Lines in the data below that contain the word "RpcTimeoutCancel" are to be copied.

#### EXCERPTED DATA ####

PR #676, opened 2024-09-23
Add global `context-rpc-timeout` option

### LINKED ISSUE #648: [Feature Request] Heavy remote codecs need longer timeouts

There is a use case where a slow remote codec can timeout on `workflow show`. The Go SDK defaults to 10s for get history events call for each page, and that 10s is for the context for the whole gRPC call and remote codec is implemented as an interceptor within that.

The beta version of the CLI and tctl had a `--context-timeout` that allowed users to increase the timeout (which the Go SDK respects because by using max(1s, user-timeout / 2)). We can add this in back in (though would suggest `--rpc-timeout`) or find other solutions. 

We can also consider an option to concurrently call the codec with all payloads needed instead of serially in a visitor like we do today, though that's not necessary for this issue.

yuandrew:
## What was changed

Added a new global RPC timeout for within a context.

## Why?

A slow remote codec can cause timeouts

## Checklist

1. Closes #648

2. How was this tested:

3. Any docs updates needed?

### DIFF
--- a/temporalcli/commands.go
+++ b/temporalcli/commands.go
@@ -50,10 +50,6 @@ type CommandContext struct {
 	JSONOutput            bool
 	JSONShorthandPayloads bool
 
-	// Cancel function that comes from manually adding a deadline for RPC
-	// timeout within a context call
-	RpcTimeoutCancel context.CancelFunc
-
 	// Is set to true if any command actually started running. This is a hack to workaround the fact
 	// that cobra does not properly exit nonzero if an unknown command/subcommand is given.
 	ActuallyRanCommand bool
@@ -356,11 +352,6 @@ func Execute(ctx context.Context, options CommandOptions) {
 		cctx.Options.Fail(err)
 	}
 
-	// Clean up resources from setting a context RPC timeout (context-rpc-timeout)
-	if cctx.RpcTimeoutCancel != nil {
-		cctx.RpcTimeoutCancel()
-	}
-
 	// If no command ever actually got run, exit nonzero with an error.  This is
 	// an ugly hack to make sure that iff the user explicitly asked for help, we
 	// exit with a zero error code.  (The other situation in which help is
@@ -504,13 +495,8 @@ func (c *TemporalCommand) preRun(cctx *CommandContext) error {
 		}
 	}
 	cctx.JSONShorthandPayloads = !c.NoJsonShorthandPayloads
-
-	if c.RpcTimeout.Duration() != time.Second*10 {
-		// We multiply the timeout by 2 because the client SDK sets the RPC timeout
-		// to half of the Deadline
-		newDeadline := time.Now().Add(c.RpcTimeout.Duration() * 2)
-		cctx.Context, cctx.RpcTimeoutCancel = context.WithDeadline(cctx.Context, newDeadline)
-	}
+	fmt.Println("rpcTimeout", c.CommandTimeout.Duration())
+	cctx.Context, _ = context.WithDeadline(cctx.Context, time.Now().Add(c.CommandTimeout.Duration()))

####

TASK RESULT:
-	RpcTimeoutCancel context.CancelFunc
-	if cctx.RpcTimeoutCancel != nil {
-		cctx.RpcTimeoutCancel()
-		cctx.Context, cctx.RpcTimeoutCancel = context.WithDeadline(cctx.Context, newDeadline)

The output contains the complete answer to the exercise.